Ich kenne Ihre Schitourenerfahrung nicht, aber sind Sie der Ansicht, eine Schitour mit Hund an der Leine durch den tiefverschneiten Wald ist ok? Schrecken sich da die einzigen zwei Wildarten, um die Sie sich offenbar sorgen, nämlich Reh und Hirsch, nicht auch? Am obigen Foto ist nicht zu sehen, ob der Hund eine Leine trägt oder nicht. Andererseits, halten Sie es für realistisch, mit einem Hund an der Leine mit Schi durch den Tiefschnee zu fahren? Zur Information: der Schnee war zur Zeit der obigen Aufnahme derart tief, dass sich der abgebildete 11 ½ Jahre alte Hund ausschließlich nur innerhalb der von mir gelegten Spur bewegen konnte. Und das nur langsam. Bei einer solchen Schneelage ist keine Rede von Herumstreunen im Wald. Die Spur ist die einzig mögliche Fortbewegungsrichtung.

Angesichts dieser Umstände läuft es auf dasselbe hinaus, ob der Hund an einer Leine war oder nicht. Er war immer in der Spur und immer hinter mir, also an Orten, an denen ich gerade eben gewesen bin. Wenn das für Sie ein Problem ist, dann sind Hunde an sich auf Schitouren für Sie ein Problem. Mit anderen Worten, in Ihren Augen müssten anständige Tierschützer_innen – außer freilich sie sind Jäger_innen – im Wald nur ohne Hund unterwegs sein. Oder am besten gar nicht.
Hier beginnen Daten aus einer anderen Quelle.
PR #2878, opened 2022-04-05
Fix resolved header in email template

nileger:
# Background
We use a custom email template based on `alertmanager/template/email.tmpl`.

# Problem
The email template for resolved messages currently has a styling issue. Due to an extra `</td>`, the green heading is only shown in the top right corner, instead of covering the full width.

image

# Solution
Removing the extra `</td>` solves the issue.

image

### DIFF
--- a/template/email.tmpl
+++ b/template/email.tmpl
@@ -91,7 +91,7 @@ h4 {
             {{ if gt (len .Alerts.Firing) 0 }}
             <td class="alert alert-warning" style="margin: 0; font-family: 'Helvetica Neue', Helvetica, Arial, sans-serif; box-sizing: border-box; vertical-align: top; font-size: 16px; color: #fff; font-weight: 500; padding: 20px; text-align: center; border-radius: 3px 3px 0 0; background-color: #E6522C;" valign="top" align="center" bgcolor="#E6522C">
             {{ else }}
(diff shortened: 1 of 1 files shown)


NilsLeger:
Can anyone help with the DCO check, please?

simonpasquier:
`template/email.tmpl` gets generated from `template/email.html` via the [template/inline-css.js](https://github.com/prometheus/alertmanager/blob/main/template/inline-css.js) script which uses `juice` under the hood to inline the CSS properies into the `style` attributes. 

IIUC `juice` is confused by this part and adds the extra `</td>` 
https://github.com/prometheus/alertmanager/blob/dcc92eda2ecbb96948c1e864338bfbf32ce8885b/template/email.html#L326-L334

One way to fix it would be to duplicate the range loop like this:

```
 {{ if gt (len .Alerts.Firing) 0 }} 
 <td class="alert alert-warning"> 
   {{ .Alerts | len }} alert{{ if gt (len .Alerts) 1 }}s{{ end }} for {{ range .GroupLabels.SortedPairs }} 
     {{ .Name }}={{ .Value }}  
   {{ end }} 
 </td>
 {{ else }} 
 <td class="alert alert-good"> 
   {{ .Alerts | len }} alert{{ if gt (len .Alerts) 1 }}s{{ end }} for {{ range .GroupLabels.SortedPairs }} 
     {{ .Name }}={{ .Value }}  
   {{ end }} 
 </td>
 {{ end }} 
```

cod-r:
Can this be merged? We are having the same problem and is annoying.

simonpasquier:
@cod-r this should be fixed in the latest v0.25.0 thanks to #3166

PR #2880, opened 2022-04-06
UI: add 'Link' button to alerts in list

ccmtaylor:
adds a button to each alert that allows linking to a single alert.
This works by generating a link that filters on _all_ of the alert's
label values, similar to the button to create a new silence from an
alert.


gotjosh:
Visually, the changes look good and seem like a decent improvement to link individual alerts. However, I'm in no capacity to review the FE changes - perhaps @w0rm you can take a look?

Here are a couple of screenshots to confirm what it looks like:

### Before clicking on "Link"
Screenshot 2022-05-03 at 09 48 13

### After clicking on "Link"
Screenshot 2022-05-03 at 09 48 20

ccmtaylor:
thanks for taking a look @gotjosh! Originally, I wanted this to copy the resulting URL to the clipboard, but I wasn't able to figure out how to access the clipboard (I'm not experienced with Elm). This change at least makes it easy to copy the link from the browser's address bar.

ccmtaylor:
is there any interest in this? If not, I'd close the PR in a week or so

w0rm:
@ccmtaylor apologies! LGTM

PR #2897, opened 2022-04-29
Remove unneeded stopping of nil Dispatcher

juliusv:
The function value and parameters of a defer statement are immediately
evaluated, so this "disp" value is always nil, and calling Stop() on a nil
dispatcher is a no-op, so this does nothing, but is confusing.

### DIFF
--- a/cmd/alertmanager/main.go
+++ b/cmd/alertmanager/main.go
@@ -347,7 +347,9 @@ func run() int {
 	defer alerts.Close()
 
 	var disp *dispatch.Dispatcher
-	defer disp.Stop()
+	defer func() {
+		disp.Stop()
+	}()
 
 	groupFn := func(routeFilter func(*dispatch.Route) bool, alertFilter func(*types.Alert, time.Time) bool) (dispatch.AlertGroups, map[model.Fingerprint][]string) {
 		return disp.Groups(routeFilter, alertFilter)


gotjosh (approved):
LGTM.

Took a while to review this one, I wasn't sure I understood why didn't we need to move this one but after a few rounds of testing and a re-read, this is safe to remove.

I think that we need to add is a way to explicitly stop all components similarly, as an example both silence and nflog maintenance are governed by the `stopc` but `mem.NewAlerts` nor `Dispatcher` aren't - would good to make sure _all_ components are cleanly shutting down as we exit.

Let me know if you'd like to create a follow issue+PR to make sure we don't forget as I think this can be separate from this PR.

juliusv:
This PR just resulted from brief tourism into the AM codebase for the purpose of refreshing my memory about it :) I filed an issue (https://github.com/prometheus/alertmanager/issues/2906), but can't promise I'll get to it myself.

Now actually looking at this PR here again, I noticed that indeed, the Dispatcher is also not shut down any other way when main.go exits (only upon config reload), so the right short-term fix is probably not to remove this ineffectual line, but to fix it by wrapping the `disp.Stop()` in a deferred closure. Look again :)

gotjosh:
> but can't promise I'll get to it myself.

I'm happy to take it for a spin.

> disp.Stop() in a deferred closure

That also works 😄

gotjosh (approved):
LGTM

roidelapluie:
Thanks!

PR #4734, opened 2025-11-13
feat: add config directive to pass wechat api secret via file

TheMeier:
Ref: #2498

### DIFF
--- a/notify/wechat/wechat.go
+++ b/notify/wechat/wechat.go
@@ -23,6 +23,8 @@ import (
 	"log/slog"
 	"net/http"
 	"net/url"
+	"os"
+	"strings"
 	"time"
 
 	commoncfg "github.com/prometheus/common/config"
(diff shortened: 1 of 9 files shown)


notify/wechat/wechat.go
```diff
@@ -97,7 +99,11 @@ func (n *Notifier) Notify(ctx context.Context, as ...*types.Alert) (bool, error)
 	// Refresh AccessToken over 2 hours
 	if n.accessToken == "" || time.Since(n.accessTokenAt) > 2*time.Hour {
 		parameters := url.Values{}
-		parameters.Add("corpsecret", tmpl(string(n.conf.APISecret)))
+		apiSecret, err := n.getApiSecret()
```
ultrotter, line 104: Do we want to read the file on each notification/expect it to change?

TheMeier: I must admit I just copied the pattern in https://github.com/prometheus/alertmanager/blob/main/notify/pagerduty/pagerduty.go#L228

But here this only run if accesToken is empty or older then 2 hours (line 100), so it should be fine.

Gut. Sie wollen also, dass der Hund zu Hause bleibt, während ich auf Schitour gehe. Im Urlaub, der Zeit täglicher Schitouren. Vielleicht haben Sie keine Ahnung von Hunden, weil sonst wüssten Sie, dass der Hund unbedingt hinaus ins Freie und Mitgehen will. Ihn den ganzen Tag zurück zu lassen, wäre eine Tierquälerei. Aber dass sich Ihr Mitgefühl mit Hunden in Grenzen hält, ist ja spätestens dadurch bekannt, dass Sie in einer Ihrer Sendungen, in der wieder Ihr Buddy Mayr-Melnhof im Mittelpunkt stand, einen Hund mit kupiertem Schwanz gezeigt haben, ohne jedes kritische Wort. Offenbar wussten Sie gar nicht, dass das in Österreich verboten ist, Jagdhunden den Schwanz zu kupieren. Aber nicht nur das, es ist auch verboten, den Schwanz eines Hundes im Ausland kupieren zu lassen. Sie zeigen also ohne mit der Wimper zu zucken gesetzlich verbotene Tierquälerei an Hunden und es fällt Ihnen nicht einmal auf. Soviel zu Ihrem Tierschutzverständnis und zu Ihrem Mitgefühl mit Hunden. Kein Wunder also, dass Sie der Ansicht sind, Hunde haben auf Schitouren nichts verloren.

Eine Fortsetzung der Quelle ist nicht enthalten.